-- Material shown follows --
PR #8350, opened 2021-04-09
feat(Tokens): restrict new tokens behind feature flag

### LINKED ISSUE #8351: Achieve a way to update all components to new tokens, but allow custom theming
We need a way to handle teams implementing custom themes using the old color tokens, but also allow us to update the components to use the new color tokens. 

I think this may be possible by setting the new tokens to the old token values if the `enable-2021-release` feature flag is not set.

See #8269 for exploration

tw15egan:
Closes https://github.com/carbon-design-system/carbon/issues/8351

Based on a [comment](https://github.com/carbon-design-system/carbon/pull/8269#issuecomment-816839719) in the token update PR #8269 

Unless the feature flag is set, all old tokens will map to the new token variables inside the styles package. That way, someone using a custom theme and referencing the old tokens like `$ui-01`, will not be broken when we merge in the token updates. 

In this example, I've updated the `Link` component to use the new `$link-primary` token.

To test, you can look at `.storybook/styles.scss` in the React package. At the top, you can see the `enable-2021-release` flag is set to false. 

Screen Shot 2021-04-09 at 2 10 01 PM

When this flag is false, we have a block of code that sets `$link-primary: $link-01;` inside `packages/components/src/globals/scss/_theme-tokens.scss` 

Screen Shot 2021-04-09 at 2 10 34 PM

That way, all of the old tokens can still be used to create custom themes, but internally we can reference the new tokens.

Then, if you flip that to true, you can see that the `$link-01` variable is no longer changing the link color to red. Now, we can reference the new color token to change the link color.

Screen Shot 2021-04-09 at 2 12 22 PM

**Testing**
Follow the steps above and try some other tokens out. Since no token update shave been merged yet, you'll have to add some new tokens somewhere to test that they properly map.
Also, ensure all token names are correct (mainly hyphenation)


tw15egan:
I believe the theme switching is not working because I'm explicitly setting the `enable-2021-release` flag I the storybook (and I was omitting `enable-css-custom-properties`). Locally, if I add the custom properties flag, I'm able to change it both ways:

Bottom of `.storybook/styles.scss`
```scss
:root {
    @include carbon--theme($carbon--theme--white, true) {
      @include emit-component-tokens($tag-colors);
      @include emit-component-tokens($notification-colors);
      --cds-link-primary: red;
    }
  }
```

Should we enable custom properties by default if the `enable-2021-release` flag is set? We would then need to add another, non `feature-flag` variable to properly disable this, since I'm not able to tell whether a user is trying to set `enable-css-custom-properties: false` or it's just the default value. 

I'll add an example

tw15egan:
Okay, so I just added a block to `feature-flags.scss` that will enable custom properties by default when the `enable-2021-release` is set. In case someone wants to use things under the `enable-2021-release`, but doesn't want css custom properties, I added a `$css--disable-css-custom-properties` flag that is set to `false` by default, that will skip over enabling custom properties. 

```scss
@if feature-flag-enabled('enable-2021-release') {
  @if variable-exists(css--disable-css-custom-properties) ==
    false or
    $css--disable-css-custom-properties ==
    false
  {
    $feature-flags: map-merge(
      $feature-flags,
      (
        enable-css-custom-properties: true,
      )
    );
  }
}
```

I'm going to update this PR with 4 examples in the storybook `.storybook/styles.scss` file for testing. I think it should capture all scenarios, but definitely let me know if I'm missing a use-case

joshblack (approved):
Awesome 🔥

joshblack:
> Should we enable custom properties by default if the enable-2021-release flag is set?

Ugh, definitely get what you mean about this situation. I think if we see that flag flipped on then it's totally fair game to just flip on the custom property flag and assume it's always on while the 2021 flag is on. Not sure if it helps to fix the problem you're describing but hopefully might make some things simpler

tw15egan:
Yeah setting the enable custom properties to always on by default solved the issues I was describing, so I added an extra flag `$css--disable-css-custom-properties` so that a user could enable the new release, but turn off custom properties if needed 👍🏻

tw15egan:
@dakahn and @andreancardona this is good to go now, I'll remove the commented-out scenarios and the `link.scss` changes before merging. Once this is in, I can rebase the token PR's and verify even more with the updated components

andreancardona (approved):
looks good! @tw15egan 🔥

dakahn (approved):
-- Material shown concluded --
- _What is required_
Go through the entries and copy every line that has "allow".

- _Answer for this exercise_
### LINKED ISSUE #8351: Achieve a way to update all components to new tokens, but allow custom theming
We need a way to handle teams implementing custom themes using the old color tokens, but also allow us to update the components to use the new color tokens. 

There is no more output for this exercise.